COMMUNICATION, Health Equity & Policy
- “While the desire to decrease health disparities is laudable, more cancer screening cannot accomplish that goal. Furthermore, the focus on cancer itself is too narrow, since less than 15% of the disparity in overall deaths between Black and white Americans is related to cancer. To genuinely address this disparity will take investing in poor communities regardless of their racial composition, though understanding that many are disproportionately Black. To move toward true health equity, interventions must prioritize community needs over system needs.” In an opinion article for STAT News, Adamson and colleagues question the emphasis placed on cancer screening as a means for rectifying racial health disparities in the US.
- “With the launch of a metascience unit late last year, the United Kingdom became one of the first countries to formalize the practice of using scientific methodology to study how research is done. The question now is whether it will produce insights to help elevate UK research and, if so, whether this will influence other countries to launch their own metascience initiatives…Its remit is to explore better ways of conducting, publishing and reviewing UK research, as well as distributing and funding it. More broadly, the unit is focused on improving the overall quality and efficiency of UK research.” Nature’s Dalmeet Singh Chawla reports on the United Kingdom’s launch of a government-funded initiative in the United Kingdom devoted to the topic of metascience – the study of how science gets done.

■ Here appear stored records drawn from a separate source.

PR #1136, opened 2024-08-20
Implemented an Admin Controller

jalextowle:
# Description

Simplified the admin configuration of Hyperdrive instances. This feature wires up Hyperdrive to look up the admin configuration from an "admin controller." This admin controller must provide the following data: `hyperdriveGovernance`, `feeCollector`, `sweepCollector`, `checkpointRewarder`, and `defaultPausers`. These are all of the fields that can currently be updated by governance on the Hyperdrive factory, and the intention is that the factory will be the admin controller for deployed pools.

This feature is fully backward-compatible. `setPauser` and `setGovernance` were updated to be stub functions since the Hyperdrive factory calls these functions during the `deployAndInitialize` routine. `IHyperdrive.PoolConfig` wasn't updated to include the `adminController` to avoid changing the interface, and all of the interface changes live inside the deployers and the contract constructors. Handling the changes at this level avoids any deployer coordinator interface changes since the deployer coordinators know which factory they are connected to.


contracts/src/interfaces/IHyperdriveAdminController.sol
```diff
@@ -0,0 +1,30 @@
...
+    /// @return The sweep collector.
+    function sweepCollector() external view returns (address);
+
+    /// @notice Returns the checkpoint rewarder that can pay out rewards to
+    ///         checkpoint minters.
+    /// @return The checkpoint rewarder.
+    function checkpointRewarder() external view returns (address);
+
+    // TODO: A better interface would be `isPauser`, but this can't be changed
+    //       without swapping out the factory.
```
jrhea, line 24: Why would isPauser be better?

contracts/src/internal/HyperdriveStorage.sol
```diff
@@ -139,9 +131,17 @@ abstract contract HyperdriveStorage is ReentrancyGuard {
 
     /// Constructor ///
 
+    // TODO: It would be good to update `PoolConfig` when we make other breaking
+    //       changes.
```
jrhea, line 135: I know I'm not telling you anything you don't know, but any changes to poolConfig are going to cause issues with the frontend. They will have to find an efficient way to load different SDKs for different pools. This could bloat the bundle size unless they come up with something efficient.

contracts/src/external/HyperdriveTarget0.sol
```diff
@@ -35,12 +36,31 @@ abstract contract HyperdriveTarget0 is
...
 
     /// Admin ///
 
+    // TODO: This function doesn't do anything anymore and is only here for
+    // backwards compatability. This can be removed when the factory is upgraded.
+    //
+    /// @notice A stub for the old setPauser functions that doesn't do anything
+    ///         anymore.
+    /// @dev Don't call this. It doesn't do anything.
+    function setGovernance(address) external {}
```
jrhea, line 54: I'm not totally following this. Maybe we can do a walkthrough. 

One question, why not just have it revert if it is called?

contracts/src/interfaces/IHyperdriveCore.sol
```diff
@@ -190,27 +206,6 @@ interface IHyperdriveCore is IMultiTokenCore {
     /// @param _status True to pause all deposits and false to unpause them.
     function pause(bool _status) external;
 
-    /// @notice Allows governance to transfer the fee collector role.
-    /// @param _who The new fee collector address.
-    function setFeeCollector(address _who) external;
```
jrhea, line 195: Is the idea that we just use the Factory's, for example, `updateFeeCollector` function to set the fee collector now?

contracts/src/internal/HyperdriveAdmin.sol
```diff
@@ -30,16 +30,16 @@ abstract contract HyperdriveAdmin is IHyperdriveEvents, HyperdriveBase {
         _checkOptions(_options);
 
         // Ensure that the destination is set to the fee collector.
-        address feeCollector = _feeCollector;
+        address feeCollector = _adminController.feeCollector();
```
jrhea, line 33: so one side effect of this change is that all feeCollectors, pausers, etc will always be the same for all pools. is that right? if so, is that what we want?

contracts/src/internal/HyperdriveAdmin.sol
```diff
@@ -30,16 +30,16 @@ abstract contract HyperdriveAdmin is IHyperdriveEvents, HyperdriveBase {
...
             revert IHyperdrive.InvalidFeeDestination();
         }
 
         // Ensure that the caller is authorized to collect fees.
         if (
-            !_pausers[msg.sender] &&
             msg.sender != feeCollector &&
-            msg.sender != _governance
+            msg.sender != _adminController.hyperdriveGovernance() &&
+            !_isPauser(msg.sender)
```
jrhea, line 42: i'm sure i'm thinking about this wrong, but it doesn't make sense to me as to why we care who calls `_collectGovernanceFees()`.  as long as the fees go to the feeCollector, we should allow anyone to call it, right?

contracts/src/internal/HyperdriveAdmin.sol
```diff
@@ -144,11 +81,11 @@ abstract contract HyperdriveAdmin is IHyperdriveEvents, HyperdriveBase {
...
     function _sweep(IERC20 _target) internal nonReentrant {
         // Ensure that the caller is authorized to sweep tokens.
-        address sweepCollector = _sweepCollector;
+        address sweepCollector = _adminController.sweepCollector();
         if (
-            !_pausers[msg.sender] &&
             msg.sender != sweepCollector &&
-            msg.sender != _governance
+            msg.sender != _adminController.hyperdriveGovernance() &&
+            !_isPauser(msg.sender)
```
jrhea, line 88: Same with this, should we care who call this as long as the sweepCollector gets the tokens?

jrhea (commented):
if we decide to go this route, it would be good to thoroughly document in the operations playbook how this is used and what existing pools will have to still be manually updated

- “With increasing concern over the use of AI in clinical care, the combination of algorithm assurance testing and certification, along with a CMS requirement to require local testing and monitoring, will ensure that AI oversight is a shared responsibility of developers, users, and other stakeholders. Leveraging learnings from the health IT certification program can help avoid past pitfalls and better position an AI assurance testing and certification program for success.” A viewpoint article published in JAMA by Ratwani and colleagues proposes a set of recommendations for approaching the testing and certification of AI applications in healthcare – recommendations informed by salutary experiences with EHRs.
- “Even if it were possible to prove that an LLM has been trained on a certain text, it is not clear what happens next. Publishers maintain that, if developers use copyrighted text in training and have not sought a licence, that counts as infringement. But a counter legal argument says that LLMs do not copy anything — they harvest information content from training data, which gets broken up, and use their learning to generate new text.” In a news article for Nature, Elizabeth Gibney examines the likelihood that published research has been fed into the training-data hopper for generative AI models – whether the author(s) know it or not.